30 dancers will present the story of the evolution of the dance, including its Egyptian origins

Many take up belly dancing for fitness and weight loss, which is not the best way to approach it. Photo: Shruti Narayanan
Many take up belly dancing for fitness and weight loss, which is not the best way to approach it. Photo: Shruti Narayanan

The term “belly dancing" is a misnomer—and became popular entirely by accident, says Shruti Narayanan, a dancer who has been practising it for eight years. The term has been in use since the late 19th century and was probably coined by the US entertainment impresario Sol Bloom to describe a performance at the Chicago World Fair in 1893. It stuck.

This and other stories from the history of belly dancing are part of The Oriental Trail 2.0 show, being put together by Narayanan and her students along with two other dancers, Payal Gupta and Debapriya Das, who run belly-dancing academies in Bengaluru. Scripted by Narayanan, the show will have over 30 dancers recreating the history of belly dancing, including its Egyptian origins and the Chicago performance.

Belly dancing is also referred to as raqs sharqui or raqs baladi, but Narayanan says these are not very accurate terms either—they simply mean “dance of my homeland". “There was a lot of self-exoticizing in Egypt in the early 20th century, when the country started opening up to tourism, and the folk dance, which was a celebratory dance performed by men and women, changed subtly," says Narayanan. Then it went to the US and was influenced by other forms and, later, even by the feminist movement, when women took it up as a way of embracing their sexuality.

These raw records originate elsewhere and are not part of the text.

PR #1287, opened 2025-04-01
Add kernel headers artifacts

alexgg:


client/lib/index.js
```diff
@@ -341,6 +341,19 @@ module.exports = class Client extends PassThrough {
 									artifact.path = makePath(suiteConfig.suite);
 									artifact.type = 'isDirectory';
 									break;
+								case 'kernelHeaders':
+									if (suiteConfig.kernelHeaders !== undefined) {
+										artifact.path = makePath(suiteConfig.kernelHeaders);
+										artifact.type = 'isFile';
+									} else {
+									  this.log(`No kernelHeaders defined in config`);
+										// Remove when https://github.com/balena-os/leviathan/issues/567 is resolved
```
klutchell, line 350: This comment appears out-of-date (the referenced issue is closed) so I wonder if the permissions issue still exists?

klutchell (commented):
Needs a Change-type

client/lib/index.js
alexgg: thb, I just copied the behaviour from the os image below.

I could remove it so that it just fails if the kernel headers are not defined in the config - will probably need to amend some documentation.

Like it is now, if the kernel headers are not defined it uses a fake one as non-secure boot tests don't use it.

@rcooke-warwick what do you recommend?

rcooke-warwick: The root cause of the "problem" here is that as things stand, leviathan core "requests", then expects everything listed here:  https://github.com/balena-os/leviathan/pull/1287/files#diff-1f5e850054f7fcf491a9866a02899ed8cd611f71b0c91cb20a4fe1c4df100f07R7 to be present. 

As a result, if the suite doesn't use that artifact, like in the leviathan e2e suite where we download the image from BC, then we had to "fake" it. The permissions issue isn't really an issue, it just limited where the fake file could be created before we send it. 

Looking at it again now, there must be a better way.

rcooke-warwick: I think what we should probably do, rather than modify the underlying leviathan, is something like we tried to do actually when we did the initial provisioning method for the cm4, which is actually copy the headers into the `suites` folder in the workflow - the suites folder gets sent in its entirety to the core anyway.

alexgg: hey @rcooke-warwick see if I understand. I am guessing we still want the user to place all artifacts in the `workspace` directory, and not split some there and some in the suites folder.

But I could have the pipeline copy the headers from the workspace to the suites folder, and then use it from there in the tests.

Is that what you mean?

alexgg: The alternative is to let the exception happen if there is no kernel headers file and consider it's an artifact that should always be provided.

rcooke-warwick: I think we can just remove the reference to the github issue to avoid confusion.

rcooke-warwick (approved):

There are takers—mostly women—for the dance form in Indian metros (Bengaluru alone has four academies) but many take it up for fitness and weight-loss reasons: not the best way to approach it. “After all, you don’t hear of people learning Kathak and Bharatanatyam to lose weight, do you?" she asks. “Ironically, I did my Bharatanatyam arangetram (stage debut) in Saudi Arabia (she lived there till age 16) and started learning belly dancing only when I came back to Bengaluru," she says. “The dance comes naturally to the female body; you just have to give in to the flow. I watched my first performance on a Nile cruise when I was 11, and later it just flowed through me, like it was waiting to be tapped into."

The Oriental Trail 2.0 will be performed on 14 July, 6.30pm, at ADA Rangamandira, Bengaluru.